As for Melvyn Bragg, he surely deserves to be rescued from the tired format of The South Bank Show. The arrangement by which ITV fulfils its cultural obligations with one late-night arts profile apparently suits all those involved: Ofcom are kept happy, ITV have one less nanny state regulation to worry about, and Bragg can continue to believe that he is bringing culture to the masses.

But, as far as the viewer is concerned, something has gone wrong. Maybe as a result of budget cuts, or perhaps out of weariness, the South Bank team seems to have become so demoralised that, on some occasions, they have stopped trying. A recent interview with the singer and songwriter Billy Joel saw a good choice of subject thrown away out of sheer idleness. Bragg flew to America and asked his subject a series of bored questions about how each of his by now-ancient hits had been written. Joel did his best, but the programme was little more than a disgracefully lazy compilation.

One problem with arts programming, in fairness, is not unique to ITV. It has become celebrity-obsessed. Just as poor old Bragg is obliged to play the Grand Poobah of culture on ITV, so the BBC offers us Alan Yentob whose programmes are most noticeable for their reverential shots of the presenter at work – walking thoughtfully, nodding brainily or laughing companionably at his interviewee's jokes.

Michael Grade is probably right. Playing the game by Ofcom's rules no longer suits his channel and is a poor exchange for its priority position as the third British TV broadcaster. The plight of ITV is a useful reminder that public service broadcasting loses its point when done unadventurously and with a heavy-footed sense of duty.

I'll never forget you, Joyce...

Some bright spark of a journalist, following up the story of a woman called Bernann McKinney who had her dead pit-bull terrier cloned in South Korea for $25,000, has noticed that there was something familiar about her face. Come to think of it, her surname rang a bell too.

Could it possibly be that Bernann McKinney was, in fact, Joyce McKinney, who, 31 years ago, was the star of the famous "Mormon Sex Slave case". For a while she was one of the most famous women around.
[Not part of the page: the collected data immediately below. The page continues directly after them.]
PR #4749, opened 2018-03-14
core(is-on-https): consider about:* secure

patrickhulce:
fixes [crbug.com/810709](https://bugs.chromium.org/p/chromium/issues/detail?id=810709)

### DIFF
--- a/lighthouse-core/audits/is-on-https.js
+++ b/lighthouse-core/audits/is-on-https.js
@@ -9,7 +9,7 @@ const Audit = require('./audit');
 const URL = require('../lib/url-shim');
 const Util = require('../report/v2/renderer/util');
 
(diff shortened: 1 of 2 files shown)


paulirish:
A more involved fix is flipping nonApplicable to true in this case. 

Also it looks like `about:` is not a secure origin.. 


image

lol that this was reported. :)

patrickhulce:
@paulirish how about when on an HTTPS page?

elawrence's comment seemed like this was legit. I'm not sure we should flag abouts as there's no action item to convert about:blank into an HTTPS URL is there? does an about:blank iframe on an https page do anything bad?

> Contexts that inherit a security context (about:, javascript:) should probably be exempted from the audit.

paulirish:
I see, okay. So we're focused on about:blank as a resource/iframe on the page rather than the root document itself. Okay, fine then. :)

This makes sense.  Also good luck trying to audit a root 'about:blank' page. :p

PR #4751, opened 2018-03-14
core: look up custom gatherer relative to the config file path

echopi:


echopi:
I signed it!

paulirish:
Thanks very much for the contribution! Appreciate it. 
It's 7pm so we'll take a look tomorrow.

patrickhulce:
awesome thanks for the fix @echopi! would you mind adding a test for your use case? ours are covered by the existing ones but we want to make sure not to break you in the future :)

https://github.com/GoogleChrome/lighthouse/blob/ce8ed566e994ccfac32f1f24a4909a78130e53a5/lighthouse-core/test/config/config-test.js#L642-L684

echopi:
Done

PR #235, opened 2022-10-21
ISSUE-234: Make Flavor search aware of CWS/Children based OCR

DiegoPino:
Still WIP don't even test

### DIFF
--- a/src/StrawberryfieldUtilityService.php
+++ b/src/StrawberryfieldUtilityService.php
@@ -336,17 +336,32 @@ class StrawberryfieldUtilityService implements StrawberryfieldUtilityServiceInte
         'limit' => 1,
         'offset' => 0,
       ]);
+
+      $allfields_translated_to_solr = $index->getServerInstance()
+        ->getBackend()
+        ->getSolrFieldNames($index);
       $parse_mode = $this->parseModeManager->createInstance('terms');
       $query->setParseMode($parse_mode);
       $query->sort('search_api_relevance', 'DESC');
 
       /* Forcing here two fixed options */
       $parent_conditions = $query->createConditionGroup('OR');
-      $parent_conditions->addCondition('parent_id', $entity->id());
-      $parent_conditions->addCondition('top_parent_id', $entity->id());
 
-      $query->addConditionGroup($parent_conditions)
-        ->addCondition('processor_id', $processor)
+      if (isset($allfields_translated_to_solr['parent_id'])) {
+        $parent_conditions->addCondition('parent_id',  $entity->id());
+      }
+      // The property path for this is: target_id:field_descriptive_metadata:sbf_entity_reference_ispartof:nid
+      // TODO: This needs a config form. For now let's document. Even if not present
+      // It will not fail.
+      if (isset($allfields_translated_to_solr['top_parent_id'])) {
+        $parent_conditions->addCondition('top_parent_id',  $entity->id());
+      }
+
+      if (count($parent_conditions->getConditions())) {
+        $query->addConditionGroup($parent_conditions);
+      }
+
+      $query->addCondition('processor_id', $processor)
         ->addCondition('search_api_datasource',
           'strawberryfield_flavor_datasource');
 
--- a/src/StrawberryfieldUtilityService.php
+++ b/src/StrawberryfieldUtilityService.php
@@ -340,7 +340,12 @@ class StrawberryfieldUtilityService implements StrawberryfieldUtilityServiceInte
       $query->setParseMode($parse_mode);
       $query->sort('search_api_relevance', 'DESC');
 
-      $query->addCondition('parent_id', $entity->id())
+      /* Forcing here two fixed options */
+      $parent_conditions = $query->createConditionGroup('OR');
+      $parent_conditions->addCondition('parent_id', $entity->id());
+      $parent_conditions->addCondition('top_parent_id', $entity->id());
+
+      $query->addConditionGroup($parent_conditions)
         ->addCondition('processor_id', $processor)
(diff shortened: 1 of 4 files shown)


DiegoPino:
@patdunlavey this is the code that solves an 85% of the use cases. Will add a guide with screenshots tomorrow but the code as it is should be ready. The other part goes into `format_strawberryfield` since metadata displays are defined there and I can not introduce a bidirectional dependency between modules.

src/StrawberryfieldUtilityService.php
```diff
@@ -340,7 +340,12 @@ public function getCountByProcessorInSolr(
       $query->setParseMode($parse_mode);
       $query->sort('search_api_relevance', 'DESC');
 
-      $query->addCondition('parent_id', $entity->id())
+      /* Forcing here two fixed options */
+      $parent_conditions = $query->createConditionGroup('OR');
```
DiegoPino, line 344: This here needs and extra check ... more tomorrow!

DiegoPino:
@patdunlavey,@alliomeria and @karomabiles (if you want to see this working) instructions for testing OCR for compounds:

- Get this branch (docker exec -ti esmero-php bash -c "composer require 'strawberryfield/strawberryfield:dev-issue-234 as dev-1.0.0'"
- Clear caches.
- Add the following fields to your Strawberry Runners Data Sources at `/admin/config/search/search-api/index/default_solr_index/fields`
image
- Important is that both "Machine names" and "property paths are those", if in doubt let me know
- Make sure that your Strawberry Runner HOCR (the pager and the OCR) are processing image/tiff, image/jpeg, application/pdf and targeting also "painting" (all this is for the example)
- Generate a Top New ADO of type collection (a Creative Work Series one) with basic metadata.
- Add 3 Digital Object ADOs each one with e.g a single JPEG using "Painting as type" and make them Children of the First (CWS one)
  1. [page1](https://user-images.githubusercontent.com/6946023/199346284-60b8a9ee-5a53-49f3-bedf-901582d6fd9c.jpg)
  2. [page2](https://user-images.githubusercontent.com/6946023/199346292-ae2ebba8-0f56-4125-88b4-3c1a7b8e58a8.jpg)
  3. [page3](https://user-images.githubusercontent.com/6946023/199346295-a5f110f3-6f1f-4fe9-bf83-d3d3dba4edc6.jpg)

And make sure each one also has "sequence_id" set, to 1, 2 and 3 respectively. If your webforms don't have that element/key (we need it) please add it or edit the JSON RAW. Save.

Make sure the Queue is processed (All Background ones that will generate OCR).

- Now make sure you have a special View Mode for testing. 

Mine is named:

image

and has these settings:

image

Basically you want to have the IABookreader but using the IIIF V3 CWS as template as source. Now Apply that view Mode to the Top Object by editing and forcing that Display Mode
image

You should not need to reindex at this stage (if you followed this steps for this demo object)

Search for "Queen", "Pumpkin" and  "King". Each should be highlighted correctly on its own page. Now search for "OCR" multiple pages.

This covers the basic use case where all children have a `sequence_id` and all are shown in the Manifest.
Still working on the complex (a setting) use case where the structure shown is different, maybe only `odd` pages, etc.

Please let me know if you have issues/questions/needs

patdunlavey:
@DiegoPino starting to look at this now (sorry for the delay!!!)

patdunlavey:
@DiegoPino I was able to reproduce your steps, and your result! The only problem I noticed is that I don't get the pins in the result bar. I suspect that's due to me not being fully caught up to changes in the IIIF Presentation API 3 Creative Works Series Manifest.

If the two indeed turned out to be the same woman, what a story she would have to tell. A former Miss Wyoming, Joyce McKinney travelled to Britain in 1977 in pursuit of a six foot four, 17-stone Mormon called Kirk Anderson, who had jilted her. With the help of another man and an imitation gun, she kidnapped Anderson and tried unsuccessfully to seduce him. After two days, she took a more direct approach, chained him to a bed and had her way with him. Later arrested for false imprisonment and carrying an imitation firearm, she came up with one of the quotes of the year. "I loved him so much that I would ski naked down Mount Everest with a carnation up my nose if he asked me to," she told the court.
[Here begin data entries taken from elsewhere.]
PR #238, opened 2022-11-04
ISSUE-237: Move ADO Tools into this module, make JMESPATH a subsection + add a view for listing children

### LINKED ISSUE #237: Move ADO Tools into this module, make JMESPATH a subsection + add a view for listing children
# What?

ADO TOOLS tab (form/controller) is not on the right module and JMESPATH should be ONE of many tools available for admins.

WE need
- Move the code/classes/permissions/routes to this module from strawberry_runners
- Make JMESPATH tester a subsection (a tab) on the main ADO Tools route (using one of the other tasks/menu/action YML files)
- Add a Modal "Children ADOs" Tab that uses a View (and thus has a controller) that lists all Children (or related objects so can be more tan a single property... might be ispartof initially but since it will be a view might be more) of the Current NODE with a similar layout that /admin/content (the list of nodes). This View should be shipped with our module and be very simple. We can then extend/add/replace with more advanced ones. 

Eventually the later view could be adapted/modified/rethemed to allow dragging/for sorting or do other fancy stuff. For now a listing is already a lot/good

This is @aksm holiday assignment!

aksm:
Starts to resolve #237.

Move existing ADO Tools menu and JMESPATH codemirror library and update any references. This just moves everything over from strawberry_runners while retaining the exact same functionality (tested).

esmero/strawberry_runners#63 should be merged before merging this.


aksm:
@DiegoPino I had merged in recent changes up to that point. Should I merge in the further changes since?

> @aksm hi. This is bringing commits that don't belong here. Are those OK? e.g [src/Controller/StrawberryfieldFlavorDatasourceSearchController.php](https://github.com/esmero/strawberryfield/pull/238#diff-f1cd623d81528b2c011f3f8fc44d272952fd20bb0d07eabe70cdae374419ab57)
> 
> Can you please double check/rebase and cleanup? Thanks

DiegoPino:
@aksm normally you don't need to merge other changes. You fetch a branch, create a new one from that one and you only modify what you need too. Only reason to merge other changes is when you are touching those files. Here you can rebase to 1.1.0. Or are these changes in 1.0.0 not present in 1.1.0?

src/Ajax/UpdateCodeMirrorCommand.php
```diff
@@ -0,0 +1,51 @@
...
+ * Created by PhpStorm.
+ * User: dpino
+ * Date: 10/1/19
+ * Time: 11:30 AM
+ */
+
+namespace Drupal\strawberryfield\Ajax;
+use Drupal\Core\Ajax\CommandInterface;
+class UpdateCodeMirrorCommand implements CommandInterface
+{
```
DiegoPino, line 12: Move bracket to the same line as the class

src/Form/StrawberryfieldToolsForm.php
```diff
@@ -0,0 +1,157 @@
...
+use Symfony\Component\DependencyInjection\ContainerInterface;
+use Drupal\Core\Ajax\AjaxResponse;
+use Drupal\strawberryfield\Ajax\UpdateCodeMirrorCommand;
+
+/**
+ * Returns responses for Node routes.
+ */
+class StrawberryfieldToolsForm extends FormBase {
+
+  /**
```
DiegoPino, line 20: Line 20 to line 57 can one removed. This is form is only using what FormBase is already providing. Please test (clearing caches bc Forms are cached)

src/Form/StrawberryfieldToolsForm.php
```diff
@@ -0,0 +1,157 @@
...
+              '#executes_submit_callback' => TRUE,
+              '#submit' =>  ['::submitForm']
+            ];
+            $form['test_jmespath_input'] = [
+              '#type' => 'codemirror',
+              '#codemirror' => $settings,
+              '#default_value' => $json,
+              '#rows' => 15,
+            ];
+            $form['test_output'] = [
```
DiegoPino, line 102: Please move the output to before the actual Input

DiegoPino (changes requested):
Small changes. Sorry, those were wrong from the old code!

Thanks for your patience (excellent service!)

src/Ajax/UpdateCodeMirrorCommand.php
```diff
@@ -0,0 +1,51 @@
+<?php
+/**
+ * Created by PhpStorm.
+ * User: dpino
+ * Date: 10/1/19
+ * Time: 11:30 AM
+ */
+
+namespace Drupal\strawberryfield\Ajax;
+use Drupal\Core\Ajax\CommandInterface;
```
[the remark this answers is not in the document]
aksm: Resolved by e5c480833d0a9dde6f6e6385b60a4a363516ca1c

src/Ajax/UpdateCodeMirrorCommand.php
aksm: Resolved by e5c480833d0a9dde6f6e6385b60a4a363516ca1c

src/Form/StrawberryfieldToolsForm.php
aksm: Resolved by 99a8e21bf3275f9956960135b93aef4c5df5d120

src/Form/StrawberryfieldToolsForm.php
aksm: Resolved by 50b5e743edb9cc7639263086697a9586340a4aef

src/Form/StrawberryfieldToolsForm.php
DiegoPino: @aksm hi, this is not resolved yet. The constructor is still using  it (and still present, we don't need it)

again, we can delete __construct and create here since there is nothing we need to override from the base form

DiegoPino (changes requested):
Still a few unresolved issues

src/Form/StrawberryfieldToolsForm.php
aksm: @DiegoPino Sorry, thought I had already removed those but missed them. Now resolved in 652bd8e774941c04c854c869a8ebaf33b644f67e

aksm:
@DiegoPino Will make a separate PR for the views needed for this, but here is what I used for developing/testing:

[ado_tools_children_views.zip](https://github.com/esmero/strawberryfield/files/11020486/ado_tools_children_views.zip)

aksm:
Hi @DiegoPino, except for the views (see above comment), I think this is ready for review.

DiegoPino:
@aksm thanks. Will review during the day!

DiegoPino:
@aksm regarding the default views.
I would explore using the config/install folder of this module and see also this function `search_api_solr_update_helper_install_configs` (as a reference) which should allow us to deploy selectively the new views via an update hook (v/s having to uninstall/reinstall the module)

aksm:
@DiegoPino I basically copied the function you referenced above as is in order to push the commits in by EOD Friday (which failed anyway because I was in a detached head state and ended up coming back later in the evening here: 00ec5c9a3f0c1a03c27de2d79ce28cb68d5a9224), and it seemed to work when I tested, but I'm glad to keep on it if you think there's more needed or if anything's missing. Either way, I'm sure the views will need more tweaking.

Could the Mormon-lover possibly be the pit-bull cloner? Here is a story that won't go away.

* Forever looking for new, thrilling areas of intimate investigation, the media has discovered that there is something profitably intriguing about illness. While it may not be quite as fascinating as the sex lives of the famous, their diseases provide an excuse for the kind of prurience which takes the form of fake sympathy.
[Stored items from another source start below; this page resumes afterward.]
Issue #247, opened 2022-12-12
Bug on SBF datasource parent iterator tracker + legacy RC1 OCR fix


DiegoPino:
See #244

For some reason (December, me distracted) I introduced bug where instead of assigning a value to a new Array Key to track dependent NODE updates, I ended fetching one that is not yet there. The difference is subtle and I blame the stupid max 80 characters line DCS and me getting old

This also adds a workaround to remove empty OCR tags coming from RC1 (or generated in RC1). This affects OCR done with older archipelagos that the most recent (but not the latest) version of the OCR Plugin can not manage. More work on this will be made but for now its good enough

DiegoPino:
Fixed via https://github.com/esmero/strawberryfield/commit/9792aed7f2f3d3e2128a1baac3d0f36bcff606af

In California, staff at a hospital have been unable to resist nosing through the medical records of famous patients. One administrative assistant found the information concerning Farrah Fawcett Major's cancer so upsetting that she was obliged to sell it to the National Enquirer. Paul Newman was recently on the receiving end of this new brand of medi-porn, and he has been followed by the Duke of Edinburgh. Palace authorities, attempting to fire-fight stories that he is suffering from prostate cancer, turned to the recent spanking case of Max Mosley. The judge's ruling had "made the public interest case clearly," said a spokesman.

Little did Max Mosley know, as he had his hair checked for lice by call-girl/prison guards, that his sado-masochistic games would have a direct effect on the British royal family.